By the time we leave Chicago, it is evening. Carmine sits on my lap with his hands on the window, face pressed against the glass, gazing out at the streets and buildings, all lit up. “Yite,” he says softly as the city recedes into the distance. I look out the window with him. Soon all is dark; it’s impossible to tell where land ends and the sky begins.
“Get a good night’s rest,” Mrs. Scatcherd calls from the front of the car. “In the morning you will need to be at your very best. It is vital that you make a good impression. Your drowsiness might well be construed as laziness.”
“What if nobody wants me?” one boy asks, and the entire car seems to hold its breath. It is the question on everyone’s mind, the question none of us are sure we want the answer to.
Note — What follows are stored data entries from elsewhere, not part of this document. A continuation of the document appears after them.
PR #565, opened 2015-05-19
Fix: Wrong raven/raven version

mabrahamde:
RavenHandler uses Raven_Client::user_context(). This method is available since 0.8.0.

see https://github.com/getsentry/raven-php/commit/7dd1fb3a353eb2b456336a996e5265fc5756a085

### DIFF
--- a/composer.json
+++ b/composer.json
@@ -19,7 +19,7 @@
     "require-dev": {
         "phpunit/phpunit": "~4.0",
         "graylog2/gelf-php": "~1.0",
-        "raven/raven": "~0.5",
+        "raven/raven": "~0.8",
         "ruflin/elastica": "0.90.*",
         "doctrine/couchdb": "~1.0@dev",
         "aws/aws-sdk-php": "~2.4, >2.4.8",


mabrahamde:
Anything wrong with this one? It just fixes a small bug inside dependency management. Build status is same as mainline.

smazurov:
`~0.5` translates to `>=0.5.0 < 1.0.0` in composer. [See this](https://getcomposer.org/doc/01-basic-usage.md#package-versions)

Seldaek:
Indeed it seems just fine as it is.

mabrahamde:
I does not make sense to require raven/raven versions < 0.8.0. Monolog is using functionality which is missing there. 

If there is a raven/raven 0.5.x package installed already...and you installing monolog via composer afterwards

- the unsupported 0.5.x version of raven/raven will not get updated
- no warning/conflict will be displayed during installation
- logging to sentry will fail.

Monolog requires raven/raven version >= 0.8.0 < 1.0.0 which translates to ~0.8.

Seldaek:
Right sorry for the misunderstanding, I checked and indeed it segfaults with 0.5 - 0.7 versions.

mabrahamde:
:+1:

PR #566, opened 2015-05-21
Add Logger::setTimezone()

bd808:
Add a setter method to allow changing the timezone used when creating
new log records. This provides a means to correct a behavioral change
introduced by 6cbdc04 where use of the PHP runtime default timezone
provided by `date_default_timezone_get()` was introduced. In most
environments the new default behavior is preferable, but if an
application allows the default timezone to vary between requests it
causes confusing log output.

### DIFF
--- a/src/Monolog/Logger.php
+++ b/src/Monolog/Logger.php
@@ -614,4 +614,14 @@ class Logger implements LoggerInterface
     {
         return $this->addRecord(static::EMERGENCY, $message, $context);
     }
+
+    /**
+     * Set the timezone to be used for the timestamp of log records.
+     *
+     * @param string $tz Timezone name
+     */
+    public static function setTimezone($tz)
+    {
+        self::$timezone = new \DateTimeZone($tz);
+    }
 }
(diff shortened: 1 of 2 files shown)


bd808:
See https://phabricator.wikimedia.org/T99581 for a concrete use case.

src/Monolog/Logger.php
```diff
@@ -614,4 +614,14 @@ public function emergency($message, array $context = array())
     {
         return $this->addRecord(static::EMERGENCY, $message, $context);
     }
+
+    /**
+     * Set the timezone to be used for the timestamp of log records.
+     *
+     * @param string $tz Timezone name
+     */
+    public static function setTimezone($tz)
```
staabm: this should take the object instead of a string, shouldn't it?

bd808: I suppose it could. Any particular reason that seems like a better API to you?

bd808:
The CI failures seem unrelated:
* PHP7 is failing due to "Bool" being considered a reserved word and an invalid class name in Elastica
* HHVM is failing due to a [known HHVM+PHPUnit bug](https://github.com/facebook/hhvm/issues/5170) for mocks

src/Monolog/Logger.php
Seldaek: Since ultimately we end up with a DateTimeZone object I'd say yes accepting that makes it easier to handle validation and so on upstream if needed, and people might already be working with a DTZ object in their app anyway. I'll do the change after merge though.

Seldaek:
Thanks!

PR #570, opened 2015-06-02
CodeIgniterMailerHandler.php

KashifChandio:
Mail Handler for CodeIgniter.

### DIFF
--- a/src/Monolog/Handler/CodeIgniterMailerHandler.php
+++ b/src/Monolog/Handler/CodeIgniterMailerHandler.php
@@ -1,0 +1,200 @@
+<?php
+
+/*
+ * This file is part of the Monolog package.
+ *
+ * (c) Jordi Boggiano <j.boggiano@seld.be>
+ *
+ * For the full copyright and license information, please view the LICENSE
+ * file that was distributed with this source code.
+ */
+
+namespace Monolog\Handler;
+
+use Monolog\Logger;
+
+/**
+ * NativeMailerHandler uses the mail() function to send the emails
+ *
+ * @author Christophe Coevoet <stof@notk.org>
+ * @author Mark Garrett <mark@moderndeveloperllc.com>
+ */
+class CodeIgniterMailerHandler extends MailHandler
+{
+    /**
+     * The email addresses to which the message will be sent
+     * @var array
+     */
+    protected $_to;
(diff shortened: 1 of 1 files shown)


src/Monolog/Handler/CodeIgniterMailerHandler.php
```diff
@@ -0,0 +1,200 @@
...
+ * @author Mark Garrett <mark@moderndeveloperllc.com>
+ */
+class CodeIgniterMailerHandler extends MailHandler
+{
+    /**
+     * The email addresses to which the message will be sent
+     * @var array
+     */
+    protected $_to;
+    protected $_from;
```
stof: no leading underscore please

src/Monolog/Handler/CodeIgniterMailerHandler.php
```diff
@@ -0,0 +1,200 @@
...
+    protected $encoding = 'utf-8';
+
+    /**
+     * @param string|array $to             The receiver of the mail
+     * @param string       $subject        The subject of the mail
+     * @param string       $from           The sender of the mail
+     * @param integer      $level          The minimum logging level at which this handler will be triggered
+     * @param boolean      $bubble         Whether the messages that are handled can bubble up the stack or not
+     * @param int          $maxColumnWidth The maximum column width that the message lines will have
+     */
```
stof: the phpdoc should not be separated from the method

src/Monolog/Handler/CodeIgniterMailerHandler.php
```diff
@@ -0,0 +1,200 @@
...
+    public function addHeader($headers)
+    {
+        foreach ((array) $headers as $header) {
+            if (strpos($header, "\n") !== false || strpos($header, "\r") !== false) {
+                throw new \InvalidArgumentException('Headers can not contain newline characters for security reasons');
+            }
+            $this->headers[] = $header;
+        }
+
+        return $this;
```
stof: this should not be fluent IMO. It is not consistent with other parts of Monolog

Seldaek:
Thanks for the PR but IMO this belongs in CI directly more than in monolog. Or if they don't want it then having it in a standalone package integrating the two together is an option, but having a CI-specific package in here makes little sense.

PR #576, opened 2015-06-08
Fixed an error in elastica requirements (missing comma)

### LINKED ISSUE #575: Error in composer.json
I just updated my developement environment and got these two error messages which show that the reqirements in the composer.json of seldaek/monolog have an error.

    [RuntimeException]                                                           
      Could not load package monolog/monolog in http://packagist.org: [Unexpected  
      ValueException] Could not parse version constraint >=0.90 <3.0: Invalid version string "0.90 <3.0"                                                      
                                                                               
                                                                
    [UnexpectedValueException]                                                   
      Could not parse version constraint >=0.90 <3.0: Invalid version string "0.9  0 <3.0" 


It seems that this line (https://github.com/Seldaek/monolog/blob/master/composer.json#L23) is the error:

    "ruflin/elastica": ">=0.90 <3.0",
a simple comma between the two version constrains fixes the error.

    "ruflin/elastica": ">=0.90, <3.0",

I have attached a pull request which fixes the problem.

Reflic:
Resolves #575

### DIFF
--- a/composer.json
+++ b/composer.json
@@ -20,7 +20,7 @@
         "phpunit/phpunit": "~4.5",
         "graylog2/gelf-php": "~1.0",
         "raven/raven": "~0.8",
-        "ruflin/elastica": ">=0.90 <3.0",
+        "ruflin/elastica": ">=0.90, <3.0",
         "doctrine/couchdb": "~1.0@dev",
         "aws/aws-sdk-php": "^2.4.9",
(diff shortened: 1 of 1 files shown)


stof:
this is not necessary. See my comment on the issue

stof:
btw, you will still get an error with our old composer version because another requirement uses the caret operator which was implemented at the same time

PR #578, opened 2015-06-10
Feature#logstash udp handler

supre:
A basic UDP handler for logstash


Seldaek:
As far as I can tell this is a generic UDP handler, I think you can simply do that using a SocketHandler with `udp://127.0.0.1:1234` or something as connection string and then setting the formatter to the logstash formatter. Or is there something not working with that?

Mrs. Scatcherd looks down at Mr. Curran as if she’s been waiting for this. “If it happens that you are not chosen at the first stop, you will have several additional opportunities. I cannot think of an instance . . .” She pauses and purses her lips. “It is uncommon for a child to be with us on the return trip to New York.”
“Pardon me, ma’am,” a girl near the front says. “What if I don’t want to go with the people who choose me?”
“What if they beat us?” a boy cries out.
“Children!” Mrs. Scatcherd’s small glasses flash as she turns her head from side to side. “I will not have you interrupting!” She seems poised to sit down without addressing these questions, but then changes her mind. “I will say this: There is no accounting for taste and personalities. Some parents are looking for a healthy boy to work on the farm—as we all know, hard work is good for children, and you would be lucky to be placed with a God-fearing farm family, all you boys—and some people want babies. People sometimes think they want one thing, but later change their minds. Though we dearly hope all of you will find the right homes at the first stop, it doesn’t always work that way. So in addition to being respectable and polite, you must also keep your faith in God to guide you forward if the way is not clear. Whether your journey is long or short, He will help you as long as you place your trust in Him.”